Expect a change. Remote therapy will not be the same experience as therapy in an office. Your provider may ask more questions since they can’t tell, for instance, if you’ve lost or gained weight, which could be signs of depression or anxiety. If, however, any of their questions or comments discomfort you, bring it up, Gur says. “This is not the time to worry about hurting my feelings, and it’s a really good practice in asserting yourself.” You can gently ask something like, “Hmm, I’ve never heard you ask that before. I’m curious why you’d like to know that?”
Be open. Honesty is already important with therapy, as it leads to the most benefit. Now is the time to be even more open, because meeting over a video can ironically feel a bit disconnecting. “Talk about it,” Gur says. Working through these feelings may help you identify patterns in your life and then, with your therapist, you can develop tools to cope.

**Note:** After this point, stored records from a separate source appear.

PR #29858, opened 2025-10-02
TST: Make temporary file usage thread safe

bwhitt7:
This PR is related to #29552 and also a sort of continuation of #29816. With the newest version of `pytest-run-parallel`, most usages of `tmp_path` should be thread safe. However there are a few instances of temporary files being used in the test suite that do not use the pytest `tmp_path` fixtures and thus are still thread-unsafe. This PR attempts to fix these thread safety issues.

In `numpy/_core/tests/test_multiarray.py::TestIO`:
- This was a bit tricky to fix and make thread safe. The way `pytest-run-parallel` patches `tmp_path` is by creating directories for each thread. However this only works if the `tmp_path` fixture is called directly by a test. In this case, `tmp_path` is called by another fixture, `tmp_filename`. I made it so it's an explicit method called by each test instead. This of course introduces more code changes since the fixture was parameterized, so I had to include these parameters wherever `tmp_filename` was originally used.
- Another change was to `test_fromfile_bad_dup`. This mutates `os.dup` in a way that's extremely thread unsafe and leads to following tests giving all sorts of errors. This test could be marked as thread unsafe, but I wanted to try using `monkeypatch`. This is a bit more of a pytest-like way of handling this mutation, and will automatically mark the test are thread-unsafe.

In `numpy/lib/tests/test__datasource.py`:
- A bit more of a simple change, makes it so the `datasource.Datasource` instance is created in each test using `tmp_path`. Originally the teardown had it so this datasource object was deleted. I'm unsure if this is needed, but if it is, it would require including `del ds` in each test that declares the datasource object. I can add this if folks think it's necessary.

### DIFF
--- a/numpy/_core/tests/test_multiarray.py
+++ b/numpy/_core/tests/test_multiarray.py
@@ -5579,20 +5579,18 @@ class TestIO:
 
     @pytest.fixture(params=["string", "path_obj"])
     def param_filename(self, tmp_path, request):
-        # This fixture covers two cases:
-        # one where the filename is a string and
-        # another where it is a pathlib object
-        filename = tmp_path / "file"
-        if request.param == "string":
-            filename = str(filename)
-        yield filename
+        # This fixtures returns string or path_obj
+        # so that every test doesn't need to have the
+        # paramterize marker.
+        return request.param
 
-    def _threaded_filename(self, path, thread_index):
-        # Makes sure the param_filename fixture is thread safe
-        if isinstance(path, str):
-            return path + str(thread_index)
-        else:
-            return pathlib.Path(path).with_name("file" + str(thread_index))
+    def _threaded_filename(self, tmp_path, param):
+        # Handles two cases, where filename should
+        # be a string, or a path object.
+        path = tmp_path / "file"
+        if param == "string":
+            return str(path)
+        return path
 
     def test_nofile(self):
         # this should probably be supported as a file
@@ -5623,22 +5621,22 @@ class TestIO:
         d = np.fromstring("1,2", sep=",", dtype=np.int64, count=0)
         assert d.shape == (0,)
 
-    def test_empty_files_text(self, param_filename, thread_index):
-        tmp_filename = self._threaded_filename(param_filename, thread_index)
+    def test_empty_files_text(self, tmp_path, param_filename):
+        tmp_filename = self._threaded_filename(tmp_path, param_filename)
         with open(tmp_filename, 'w') as f:
             pass
         y = np.fromfile(tmp_filename)
         assert_(y.size == 0, "Array not empty")
 
-    def test_empty_files_binary(self, param_filename, thread_index):
-        tmp_filename = self._threaded_filename(param_filename, thread_index)
+    def test_empty_files_binary(self, tmp_path, param_filename):
+        tmp_filename = self._threaded_filename(tmp_path, param_filename)
         with open(tmp_filename, 'wb') as f:
             pass
         y = np.fromfile(tmp_filename, sep=" ")
         assert_(y.size == 0, "Array not empty")
 
-    def test_roundtrip_file(self, param_filename, thread_index):
-        tmp_filename = self._threaded_filename(param_filename, thread_index)
+    def test_roundtrip_file(self, tmp_path, param_filename):
+        tmp_filename = self._threaded_filename(tmp_path, param_filename)
         x = self._create_data()
         with open(tmp_filename, 'wb') as f:
             x.tofile(f)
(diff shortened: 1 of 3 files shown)


numpy/_core/tests/test_multiarray.py
```diff
@@ -5577,15 +5577,14 @@ def _create_data(self):
         x[0, :, 1] = [np.nan, np.inf, -np.inf, np.nan]
         return x
 
-    @pytest.fixture(params=["string", "path_obj"])
-    def tmp_filename(self, tmp_path, request):
+    def _create_filename(self, path, param):
         # This fixture covers two cases:
         # one where the filename is a string and
         # another where it is a pathlib object
-        filename = tmp_path / "file"
```
lysnikolaou, line 5599: Since the tests only depend on the file created, this could be much simpler if we used the same directory from all threads and then created one file for each thread, by appending a suffix with the thread id. The way I see things, this would be enough isolation for everything to be okay with less code.

lysnikolaou (commented):
Thanks @bwhitt7 for opening the PR. `DataSource` changes look good to me. I'd prefer if we went with the less code approach I'm recommending below for the test in `TestIO`, but I'll let other decide on the best approach.

numpy/_core/tests/test_multiarray.py
bwhitt7: @lysnikolaou Unfortunately `thread_index` suffers from the same issue as `tmp_path` where it only gets updated when directly requested by a test. We could potentially try fixing this in `pytest-run-parallel`, but there's also the issue that fixtures generally get called only once per-test and don't have a "thread" scope. Hmmmm if we could get the thread id without calling into fixtures that would get rid of a lot of code here.

lysnikolaou: You could probably use `threading.current_thread().name` and that should be good enough.

bwhitt7:
@lysnikolaou Okay I think I figured out a way to minimize code changes for the tests in `TestIO`. The original fixture is still being used, making it so I don't need to add all those`pytest.mark.parametrize` on every test. I then use a method to modify the path returned by the fixture and make it thread safe. Fixtures are initialized only once per test, shared between the threads, so calling a method in the test is one of the only ways I've found to make tests like this thread safe.

bwhitt7:
Whoops forgot to check if the tests were failing. Looks like the usage of `thread_index` is causing tests to fail since they can't import the fixture without `pytest-run-parallel` in the CI job haha. Might wait on working on this PR some more after the thread marker PR gets merged.

bwhitt7:
Nevermind I'll add it now. This latest push adds in checks for `pytest-run-parallel` in the main `conftest.py` file, and creates a dummy `thread_index` fixture when `pytest-run-parallel` doesn't import. I'm thinking of moving this to the `test_multiarray.py` file for better readability, but in case anyone wants to use thread_index in the future, it might be good to keep it in the main confest file.

numpy/_core/tests/test_multiarray.py
ngoldbaum: @lysnikolaou the issue is that fixtures are evaluated on the main thread. If I use your suggestion, the temporary files will always have `MainThread` in their name. The only way to make things local is to call a function, which unfortunately leads to the repetitive calls here.

If pytest-run-parallel had a way to register fixtures to be made thread-safe then we can do the right thing in pytest-run-parallel. Maybe that's a better way forward? But I don't want to block adding pytest-run-parallel CI over here in NumPy on new pytest-run-parallel features. Since @bwhitt7 is running out of time on their internship.

numpy/_core/tests/test_multiarray.py
```diff
@@ -5592,14 +5578,19 @@ def _create_data(self):
...
     @pytest.fixture(params=["string", "path_obj"])
-    def tmp_filename(self, tmp_path, request):
-        # This fixture covers two cases:
-        # one where the filename is a string and
-        # another where it is a pathlib object
-        filename = tmp_path / "file"
-        if request.param == "string":
-            filename = str(filename)
-        yield filename
+    def param_filename(self, tmp_path, request):
```
ngoldbaum:
```suggestion
    def param_filename(self, request):
```

This isn't used so I think you can delete it.

numpy/_core/tests/test_multiarray.py
```diff
@@ -5592,14 +5578,19 @@ def _create_data(self):
...
+        # This fixtures returns string or path_obj
+        # so that every test doesn't need to have the
+        # paramterize marker.
+        return request.param
+
+    def _threaded_filename(self, tmp_path, param):
```
ngoldbaum: Maybe call this function `normalize_filename`? I think the underscore is confusing (who cares about public/private on a test?). It also doesn't need to be a method on the class or a staticmethod. you can move it to module scope and make it a regular function.

ngoldbaum:
Since the other PR has thread-unsafe markers that this fixes, I think the best thing is probably to merge this first and then update the thread-unsafe marker PR to unmark tests fixed here.

ngoldbaum:
I think the docs build is failing because the SciPy website is having intermittent issues: https://github.com/scipy/docs.scipy.org/issues/102. The SciPy intersphinx mapping isn't getting resolved.

I re-triggered the docs build.

@lysnikolaou are you ok with this approach? Given the lack of a way to register fixtures for pytest-run-parallel to inject on a per-thread basis into each worker thread, I think this is actually the easiest way to do this right now.

lysnikolaou:
> are you ok with this approach? Given the lack of a way to register fixtures for pytest-run-parallel to inject on a per-thread basis into each worker thread, I think this is actually the easiest way to do this right now.

Yes, LGTM!

ngoldbaum:
In it goes, thanks @bwhitt7!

If you’re new, share all. “It can be difficult to start with a new therapist if you haven’t met them before,” Gur acknowledges. But that doesn’t mean you can’t start therapy for the first time by using teletherapy. Consider a site like Psychology Today or Good Therapy to search for providers, and check out their websites to learn how they work with clients. Many will offer a short, free phone call before your first appointment to be sure you feel they’re right for you.
Once you find the one, most will have an intake form. Be as detailed as possible. “Mine is 10 pages, and it really helps you to think about what’s going on in your life,” Gur says. “It’s super helpful right now to give me some sort of background so I can identify what would be most helpful to work on with a patient.”
This information is for educational purposes only and is not intended as a substitute for medical diagnosis or treatment. You should not use this information to diagnose or treat a health problem or condition. Always check with your doctor before changing your diet, altering your sleep habits, taking supplements, or starting a new fitness routine.